NEW YORK - Why is author Eric Schlosser hanging around
Swedish prisons? Well, drugs, black market labor, pornography, and fast
food can all be ruled out. He's already written about those subjects.
In fact, he's researching a book on the American prison system -- his third
book in a self-declared trilogy. The first two were the worldwide best
seller ”Fast Food Nation” and his collection of investigative essays
”Reefer Madness”.
”The three books are linked in many ways. And without sounding too
pretentious, I view them as a trilogy. The United States has undergone some
fundamental changes in my lifetime,” says Schlosser, who is 44. ”I'm trying
to offer an alternative history of the last 30 years.”
Speaking in New York last week, Schlosser said that he'd been waiting since
before ”Fast Food Nation” was published for a chance to write about the
faults of the prison system, which frequently shocked him in visits he made
while researching the book.
For a start, the prison population in the United States has exploded over
the past 30 years, from about 250,000 in the late 1970s to the current
figure of 2.1 million. That is more than any other country.
And not just any country in the world -- it's more than any country in the
history of the world.
Of these prisoners, about 450,000 at most have committed violent crimes.
The other 1.6 million? ”You'll have to look at the 'war on drugs' for that
answer,” he says.
People convicted of first-time, non-violent marijuana offences are
frequently given longer sentences than murderers. Schlosser talks about a
”hippie biker” who was given 12 years for his first, non-violent
marijuana-related crime. It is not uncommon for a murderer to get 10 years.
”It's an elaborate revolving door,” he says. ”People with drug problems go
from an environment where they're exposed to drugs into prison, where they
can continue to use drugs freely, and then back into an environment where
they're exposed to drugs. Then if they fail one drugs test, they violate
their probation order and they're thrown back in prison.”
Young black men and young white men use drugs at a similar rate, he says.
But young blacks are five times more likely to be arrested, and five times
more likely to be poor. ”If you can't afford rehab and a good lawyer,
you'll probably go to prison.”
Three-quarters of all prisoners are African American or Latino.
There are also about 300,000 mentally ill people locked up and often poorly
medicated.
Although he has never been sent to prison himself, Schlosser visited a
range of them while researching the book.
”Having gone into these prisons for my reporting, I never, ever, ever want
to be sent to prison for any reason, ever,” he says. ”But if I have to, I'd
like it to be in Sweden.”
In one Swedish maximum security prison he visited (”the toughest of the
tough”), there hadn't been a rape as long as anyone could remember.
In U.S. prisons, by comparison, one in every four prisoners is sexually
assaulted each year.
Schlosser says he found in U.S. prisons a culture of sexual abuse,
violence, brutality, gang and neo-Nazi recruitment.

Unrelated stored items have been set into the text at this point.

PR #638, opened 2026-09-17
Frelon sparse pixels

jonwright:
Notes below are from the LLM. Code needs to be double checked read by a human before hitting master.

## What this branch is

The first piece of replacing PR #633 (@jadball, "Unify frelon and eiger peak merging
via sparse pixel files"). It lets the frelon segmenter write a sparse pixel file that
the existing readers understand, and lets `properties` use labels from that file.

**It changes nothing for anyone installing from master.** Everything added is opt-in.
Verified: default algorithm is still `lmlabel`, `SCAN_NAMES['lmlabel']` matches the old
`SparseScan` default columns, integer pixels still give `int64`, `segment_dataset` is
untouched and unwarned, and the notebooks are byte-identical to master.

## Done

| commit | what |
| --- | --- |
| `0744540` | `assemble_label.write_scan_header` split out of `harvest_masterfile`, and the scan title written into the sparse file instead of read and dropped |
| `70bddda` | `worker.peaksearch_sparse`, `pps_sparse`, `frames_by_scan`, `segment_dataset_to_sparse`, `_write_sparse` |
| `1241836` | `moment_dtype` so `pk_props` follows the pixel dtype; `algorithm='stored'`; `SparseScan` reads `labels`/`nlabel` |
| `4867fce` | gitignore for test run artifacts |
| `805cacb` | notebook reverted, so the branch is inert for users |
| (next) | the sparse route shown in the notebook as a commented cell, default untouched |

`test/test_frelon_sparse.py`, 12 tests, including the whole route: segment to sparse,
then `properties.main(algorithm='stored')`. Full suite 252 passed.

## Not done

- [ ] **Notebook wiring.** The S3DXRD frelon notebook shows the sparse route in a
      commented cell, with a note saying it merges differently. The default is still
      `segment_dataset` and nothing live changed. Making it the default needs the merge
      question settled first.
- [ ] **TDXRD `0_segment_frelon.ipynb`.** Produces `cf_3d` and writes `col3dfile`; the
      properties route produces the 4D output. Whether `get_cf_4d` substitutes for
      `cf_3d` on a box-beam dataset with no dty scanning is unverified. PR #633 changed
      it; I did not.
- [ ] **No way to reproduce the old frelon peaks.** This is the blocker for the
      notebooks. See the incomparability note below.
- [ ] `frm` is not in `columnfile.INTS`, so it is already a float column. Unrelated but
      noticed.

## Decisions already made, do not relitigate

- **The two merge rules are incomparable.** Legacy frelon merges 2D peaks whose
  *centroids* are within 1.6 px (`do3dmerge`, KD-tree, no pixel test at all). The sparse
  route merges peaks that *share a detector pixel* (`pairrow`/`pairscans` →
  `sparse_overlaps`). Neither contains the other: two 1-pixel peaks 1.0 px apart share
  no pixel; two long peaks sharing one pixel can have centroids 10 px apart. So
  **cutting the overlap graph cannot reproduce the old merge**, which is why
  `max_centroid_dist` and `pair_centroid_distance` from PR #633 are not here.
- **`glabel` keeps its meaning**, "these peaks share pixels". A different criterion gets
  a different column name, never a redefinition.
- **`concurrent.futures`, not `tqdm.contrib.concurrent.process_map`.** `process_map`
  appears only in `frelon_peaksearch.py`; `concurrent.futures` is used in seven modules.
  PR #633 was cleaning up an outlier. I reverted that once by mistake.
- **float32 intensity is correct**, not a choice: `worker.cor` is float32 after
  background subtraction (`frelon_peaksearch.py:303`).
- **Do not set `g.attrs['itype']` to the intensity dtype.** It means two different
  things already: the *index* dtype in `to_hdf_group`/`from_hdf_group`, the *intensity*
  dtype in `write_scan_header`/`lima_segmenter`. Pinned by a test.
- **`SparseScan` casts intensity to float32 on read** and keeps the stored dtype in
  `intensity_input_dtype`. `moment_dtype` must be given the *stored* dtype, or the eiger
  route silently becomes float64 and every existing result changes.
- **`signal.min() <= 0`** is identical to `< 1` for integers and correct for floats.

## Dropped from PR #633 and staying dropped

`max_centroid_dist`, `pair_centroid_distance`, the `rc` cut, `MERGE_OPTION_KEYS` /
`merge_options`, the `segment_dataset` deprecation, and the old-vs-new merge assertions
in `test_sparse_merge.py` (they assert an equivalence that cannot hold, and pass only
because the synthetic data contains neither divergent case).

## How to run things here

```
module load jupyter-slurm
PY=/cvmfs/hpc.esrf.fr/software/packages/linux/x86_64/jupyter-slurm/2025.04.6/envs/jupyter-slurm/bin/python3
$PY setup.py build_ext --inplace          # cImageD11 is not built in this checkout
PYTHONPATH=$PWD $PY -m pytest test/test_frelon_sparse.py -q
PYTHONPATH=$PWD env -C test $PY -m pytest -q --ignore=test_fetch_data
```

Do not run the papermill notebooks here. Real data at
`/data/id11/jon/blc14570/id11/20230425/PROCESSED_DATA` is **read only**, do not write there.

## Next, in order

1. This branch reviewed and merged (or parked, we will branch off of it)
2. Omega wrapping and which frames are neighbours.
3. The linkage function: overlaps vs centroids vs others.
4. How to iterate over a sinogram. This is the only one that touches the memory wall
   (`pk_props` 17 GB and `rc` >= 9.6 GB at 4.24e8 peaks; 120 GB and >= 68 GB at 3e9).

One PR at a time, reviewed, then merged. They all touch `properties.py` and will
conflict otherwise.


jonwright:
Leaving this unmerged for now. as we are blocking on point 2 above.

PR #642, opened 2026-09-20
Adding a peak property called max intensity in  columnfile to identify saturated peaks ( can be useful to improve strain refinement )

aditya-shukl:
Saturated peaks on eiger are being replaced by a user defined value of wtmax in sinograms.properties. It works well but information about peak saturation is lost downstream. Saturated peaks can  affect COM of a peak and can affect strain calculations downstream . So,  I added a peak property that can be called as columnfile.IMax_int. I use this to filter out the saturated peaks before strain refinement.


jonwright:
Thanks @aditya-shukl . I can merge as it is now, but I will want to change the behavior. It is spending RAM for a column that we can live without. A few options:

- return the pk2d with these peaks already removed (easiest)
- make a matching peaks file with only saturated peaks in it only, figure out the labels+glabels of these two peaks files
- add a list of lots of different 'flags', like "touches_mask", "exceeds_wtmax", "on_first_last", etc. Then fill these into a bitmask.
- make is easier to get from peaks back to pixels to do this filter by getting the pixel list for each peak and filtering on max

If you use `wtmax = exposure_time_in_seconds * 10^7` then the positions are often quite good anyway.

PR #643, opened 2026-09-21
pbp_refine: NaN, not 0.0, for peaks with no diffraction origin

aditya-shukl:
In get peak origin, all origins are initialized with a value zero.  I changed it to Nan so that these peaks are not used in refinement. ( maybe zero was also okay? ). But, Nan placeholder value can also be useful to assign to peaks where get origin fails for example in donut shaped grains. I am working on a pull request for that.


jadball:
I understand the concept here, but I'm a little concerned about a few points:

- this changes the refinement process quite a lot. in the past, peaks with no assigned xpos_refined were still considered part of the refinement. now, they are excluded. Perhaps @AxelHenningsson can weigh in?
- I don't know how the refiner will handle NaN in xpos_refined. will it fail gracefully? I'm concerned it will crash or silently skip parts of the sample during refinement if it encounters them. I don't see NaNs being handled inside the refiner currently aside from checking how many there are.
- I'm not sure how the columnfile class will handle NaN, especially saving/loading HDF5. needs testing I think

What about an alternative:

- after doing get_origins, check to see which peaks have a non-zero xpos_refined
- add a user parameter to the refinement telling it whether or not to use these zero peaks

jadball:
(if you push more commits to the `pbp-origin-validity` branch it will update this pull request)

and - thanks for contributing!

aditya-shukl:
Hi James. Thanks for the suggestions. I used refine.to_h5(save_peaks=True) to save the peaks file with xpos refined nans . I also loaded with refine = PBPRefine.from_h5(refmanpath) to check refined.icolf. had nan values. I also compared strain refinement before and after the change on my Ni  data, and could not spot a difference in the maps. Happy to test more things  if you have suggestions. Physically what does xpos refined =0 mean? Is it  not possible for a real peak to have xpos refined as zero?

jonwright:
Did you look at computing number of voxels contributing to a peak? Then n==0 is your nan and you can remove them. It gives you Icalc for free to close the loop on iterative weights.

Nan tends to propagate, so it is different to unknown, weight==0.

PR #644, opened 2026-09-21
Donut grain peak origin

aditya-shukl:
In case of donut shaped grains, twin grains ( grain, twin grain , grain again) or many grains along the xray path , as in the case shown below, some peaks can get wrong weighted origin values. There needs to be a check after origin computation that decides if the peak origin actually sits on a grain that the peak likes. is this problem taken care of during refinement? if not ,  these peaks should be given a nan ( implemented in this pr) or a zero as xpos refined . See the image below that descibes the problem . The image was generated with an hkl tol of 0.02 for the peak . I checked the changed code on my Ni data and it gives me the same strain map  image


jonwright:
It sounds like you want to always remove all peaks with overlaps above. The code reads as if it will semi-randomly suppress peaks from concave or disconnected regions. If you see a dendrite there can be a lot of disconnected regions, you might want to keep them, or not, and depending on tolerance and hkl_tol is it not obvious if are removed. If you put a large grain next to small twin, the small twin still has an overlap problem and looks like it still gets bad strains from some overlapping peaks.

I suspect the same comment to the other issue applies... Do you want to assign 'grain_id' to each disconnected region of your map? Then in the forward projection to compute lx, count how many different grains contribute to a peak? In the other issue you wanted `(contributions > 0)`, in this one you want to ensure all contributions are from the same grain_id. 

So far as I am aware, we don't use NAN for a mask in ImageD11. You get into trouble with floating point exception handling so it is better to have a proper mask.

Maybe a GUI/picture would help. You click on a pixel in the strain map and it could light up the lx contributions along each ray for each peak used in the fit...

aditya-shukl:
yeah,  i agree removing all such peaks from disconnected regions may not be the best idea . I will close this pr and maybe open it as an issue

PR #645, opened 2026-09-21
Refactor friedel

jonwright:


jbjacob94:
I had a look at the code in friedel_pairs.py and match_friedel_pairs.py and did some quick tests with an older dataset. A few thoughts and comments below:

**1 - some cleaning is needed**
Lot of new additions, the code now looks very convoluted and difficult to read and maintain (e.g. function names and class attributes still use legacy names, quite confusing).  Some ad hoc pairing function used in different notebooks have just been moved at the end of the file. This  should be removed and notebooks should be updated to use one single pairing method. Also,  I think fit_y0 function in friedel_pair.py should go elsewhere. 

There is a core pair matching function _run_pairing(cf, i1,i2, pair_type, **options), which takes two subsets of cf (given by i1,i2 indices arrays) as input and returns paired peaks in these two subsets as output. This should run for any type of pairs and is independent of how the subsets are defined: for global pair matching as done in the notebooks  i1 and i2 are just defined by splitting cf in two half (e.g. by +/- eta)
I think it would be better to use it in the notebooks instead of the ad-hoc functions. 

**2 - Peaksubset needs to be updated** 
Deepseek has not understood how pairs of subsets are built, and therefore cannot match properly the new "horizontal" pairs because it tries to find them in unrelated subsets. I have the feeling this part could be simplified:

In the legacy version:  three ways of subsetting cf: dty bins ('scans'), omega_dty bins ('frames') and eta_bins. Then, pairs of subset are built according to where the match are expected to occur for the different pairs: 
- omega (vertical) pairs match by scans:  mirror scans at dty = (y0 + dy), (y0-dy)
- omega pairs match by frames:  mirror frames at  (y0+dy,omega) and (y0-dy,omega+180)
- eta (diagonal) pairs match by eta bins: opposite bins at eta, eta+180 

new suggestion: all subsets could be defined in terms of eta bins: (eta,eta+180) for diagonal pairs, (eta,180-eta) for vertical pairs and (eta, -eta) for horizontal pairs. Also more logical with new pair names. I would like to keep the legacy scans/frames subset definition somewhere though, as they are more closely tied to the acquisition (cf is sorted in sinogram order and subsets can be defined to correspond to a single scan or frame). 

** 3 - What to do with "match_quadruplets"?
In the legacy version, these were found by finding blocks of 4 peaks which mutually satisfy both 'vertical' and 'diagonal' relationships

He thinks the prison system is ineffective, misguided, over-extended and a
waste of money. Alternative systems, such as drug rehab and restorative
punishments, are a more effective and cheaper way to deal with many crimes.

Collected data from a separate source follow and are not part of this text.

PR #2184, opened 2023-09-16
fix(worker): throw exception with NaN as concurrency

manast:
I got hinted that if you use NaN as a concurrency value the worker goes bananas. Here is a fix for it.

### DIFF
--- a/src/classes/worker.ts
+++ b/src/classes/worker.ts
@@ -568,6 +568,8 @@ export class Worker<
       if (!this.closing) {
         await this.delay();
       }
+    } finally {
+      this.waiting = null;
     }
   }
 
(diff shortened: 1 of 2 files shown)


src/classes/worker.ts
```diff
@@ -564,8 +568,6 @@ export class Worker<
       if (!this.closing) {
         await this.delay();
       }
-    } finally {
-      this.waiting = null;
```
roggervalf, line 568: What's behind this deleted line?

manast: that's a good question... must be the leftover of some testing I was doing.

roggervalf (approved):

The reason no other country in history has imprisoned more people than the
modern-day United States, says Schlosser, is ”largely because no other
country has been rich enough to do so.”
Each prisoner costs 18,000 to 75,000 dollars per year to keep behind bars.

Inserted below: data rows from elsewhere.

PR #2187, opened 2023-09-20
Avoid importing from '..'

synchrone:
Import commands from their originating module, not from a re-export module.

This is important for compatibility with import-in-the-middle and other import-altering code, otherwise this results in a partially-loaded module being passed into instrumentation code.

### DIFF
--- a/src/classes/child.ts
+++ b/src/classes/child.ts
@@ -1,7 +1,7 @@
 import { ChildProcess, fork } from 'child_process';
 import { Worker } from 'worker_threads';
 import { AddressInfo, createServer } from 'net';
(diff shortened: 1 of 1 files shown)


src/classes/child.ts
```diff
@@ -1,7 +1,7 @@
 import { ChildProcess, fork } from 'child_process';
 import { Worker } from 'worker_threads';
 import { AddressInfo, createServer } from 'net';
-import { ChildCommand, ParentCommand } from '../';
+import { ChildCommand, ParentCommand } from '../commands';
```
roggervalf, line 4: In commands are our lua scripts

PR #2188, opened 2023-09-21
fix:Batched unpack now uses range

SemvandenBroek:
The `drain-4` command used in the `queue.drain()` function still used a non-batching variant of the `unpack` function in the `removeZSetJobs.lua` file. This resulted in the drain function failing when the unpack had too many values to unpack. 

This PR adds a range to the unpack function so that it has to unpack fewer values for each batched iteration.


manast:
Good catch! thanks for the fix.

PR #2149, opened 2023-08-22
feat(connection): provide skipVersionCheck option for shared connections

roggervalf:
ref https://github.com/taskforcesh/bullmq/issues/2148

PR #2189, opened 2023-09-21
fix: forward skipVersionCheck to blockingConnection

Marsup:
Hi,

It seems that #2149 missed a spot when passing around this flag, as workers still emit this warning even with a true flag.


roggervalf (approved):
Lgtm, thank you!

PR #2190, opened 2023-09-22
Search

ccollie:
Adds job search functionality using `mongo` syntax.


src/classes/scripts.ts
```diff
@@ -405,6 +412,81 @@ export class Scripts {
...
+
+    const queue: MinimalQueue = this.queue;
+
+    function addJobIfNeeded() {
+      if (currentJob && !isEmpty(currentJob) && jobId) {
+        // TODO: verify this
+        const trace = currentJob['stacktrace'];
+        if (!Array.isArray(trace)) {
+          if (typeof trace === 'string') {
+            currentJob['stacktrace'] = JSON.parse(trace);
```
roggervalf, line 456: curious about this logic, https://github.com/taskforcesh/bullmq/blob/master/src/classes/job.ts#L316 fromJSON method is handling stacktrace values

src/classes/scripts.ts
```diff
@@ -405,6 +412,81 @@ export class Scripts {
...
+          } else {
+            currentJob['stacktrace'] = [];
+          }
+        }
+        const raw = currentJob as JobJsonRaw;
+        const job = Job.fromJSON(queue, raw, jobId);
+        const ts = currentJob['timestamp'];
+        job.timestamp = ts ? parseInt(ts) : Date.now();
```
roggervalf, line 464: timestamp too https://github.com/taskforcesh/bullmq/blob/master/src/classes/job.ts#L299

src/commands/getJobsByFilter-1.lua
```diff
@@ -0,0 +1,1729 @@
...
+    end
+  end
+  return false
+end
+
+local function isObject(val)
+  return type(val) == 'table'
+end
+
+local function isArray(t)
```
roggervalf, line 102: we can use includes to split this command as it's kind of big

roggervalf (commented):
we may need also a new section in our docs for this feature. I didn't review so deeper but it looks like a good beginning for this feature. I'll revisit it

src/commands/getJobsByFilter-1.lua
ccollie: Agreed. I also intend to split out state list iteration methods using `lua's` `pairs` prrotocol.

src/commands/getJobsByFilter-1.lua
```diff
@@ -0,0 +1,1729 @@
...
+      return val[1]
+    end)
+  end
+
+  local result = { newCursor }
+
+  for _, jobId in pairs(scannedJobIds) do
+
+    local jobIdKey = keyPrefix .. jobId
+    local jobHash = redis.pcall('HGETALL', jobIdKey)
```
manast, line 1699: Maybe we could just restrict the search to the "data" field.

manast: Even though we later need all the fields of the job, if we assume the search would just match a narrow set of jobs, it would be more efficient to read the remaining fields only for the jobs that actually match the search.

manast (commented):
Impressive job overall. I could not review in detail all the .lua code, I will try to spend more time analyzing it as the PR is more ready.
A couple of remarks:
- This script can potentially put a lot of pressure on Redis, as it will be CPU intensive. I think it should be wise to try to move as much logic as possible to the JS side. Maybe preprocess the query so that the job to do on lua side would be minimal. A crazy extreme of this would actually be to generate the lua code in JS that actually is used to check every job and then use something like this: https://www.lua.org/manual/5.1/manual.html#pdf-loadstring
- The method must allow to limit for amount of returned jobs per call, and also the amount of jobs to test for. As without any of these two constraints the call to this script could potentially hang the Redis server for too long. More than 100ms per call will probably be too slow in practice.

src/commands/getJobsByFilter-1.lua
ccollie: Good catch. The code actually collects the fields that are accessed in the query so that's possible with not too much problem.

OrionWambert:
Any update ?

ccollie:
@OrionWambert Ping me. I may make some time over the weekend to pick this back up.

bfbechlin:
Any news on this topic? @manast @roggervalf It would be extremely helpful to have a wildcard search on jobs based on id, data and logs or even only in the id to start with. Awesome project btw, congratz 👏

PR #2195, opened 2023-09-25
refactor: simplify code in moveToActive

manast:


src/commands/moveToActive-10.lua
```diff
@@ -43,73 +47,59 @@ local rcall = redis.call
...
+local jobId = nil
+if ARGV[3] ~= "" then
+    jobId = ARGV[3]
 end
 
--- If jobId is special ID 0:delay, then there is no job to process
 if jobId then
-  if string.sub(jobId, 1, 2) == "0:" then
-    rcall("LREM", KEYS[2], 1, jobId)
+    -- clean stalled key
```
roggervalf, line 65: this line and the next one could be moved after line 61 as we are making the same validation on that block:
```
local jobId = nil
if ARGV[3] ~= "" then
    jobId = ARGV[3]
    -- clean stalled key
    rcall("SREM", KEYS[5], jobId)
end
```

src/commands/moveToActive-10.lua
```diff
@@ -43,73 +47,59 @@ local rcall = redis.call
...
+        jobId = rcall("RPOPLPUSH", waitKey, activeKey)
     end
-  end
+end
 
-  if jobId then
-    return prepareJobForProcessing(KEYS, ARGV[1], target, jobId, ARGV[2], maxJobs, expireTime, opts)
-  else
-    jobId = moveJobFromPriorityToActive(KEYS[3], KEYS[2], KEYS[10])
+-- If jobId is special ID 0:delay, then there is no job to process
```
roggervalf, line 89: this comment could be moved before line 69:
`if not jobId or (jobId and string.sub(jobId, 1, 2) == "0:") then`

src/commands/moveToActive-10.lua
manast: True... fixing.

PR #2201, opened 2023-09-29
fix(python): introduction doc

iliasmentz:
`job_token` is a required parameter for the process function otherwise the function breaks. 

Another solution would be to use `*args` but I am not sure if it's worth being in the documentation


manast:
Thanks for the fix. I am mostly thinking as a JS developer so this kind of errors are a result of that.

roggervalf (approved):
LGTM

Altogether, the system costs U.S. taxpayers 40 billion dollars per year.
”That's more than we spend on our universities,” he adds.
In California alone, there are more prisoners than there are in France,
Great Britain, Germany, Singapore and the Netherlands combined. And the
prisoners are overwhelmingly poor, mentally ill, drug abusers, or non-whites.
Schlosser brought out some well-chosen, if well-worn, statistics on race in
U.S. prisons. One in every four young black men is in prison, jail, on
parole or on probation, he said. In Washington DC, that number is one in two.
One in eight black men in the United States have lost the right to vote
because of a conviction or being in prison. ”There is no question,” says
Schlosser, in an aside, ”that if they could vote, we wouldn't have this
president [George W. Bush].”
The book, as yet untitled, will be published in fall 2004 or spring 2005,
says a spokesman from his publisher, Houghton Mifflin. Meanwhile,
high-profile black activist Angela Davis has also written a book on
American prisons titled ”Are Prisons Obsolete?”
The answer to this question, as far as Schlosser is concerned, is yes.
Schlosser -- whose father Herbert Schlosser was the chairman of the NBC
television network -- became famous for his book ”Fast Food Nation: The
Dark Side of the All-American Meal.”
The book was a worldwide best seller and spent more than a year on the New
York Times best seller list. It continues to cause controversy: Schlosser
says he's awaiting a subpoena which has been issued, but not yet served, by
one of the companies he mentioned in the book.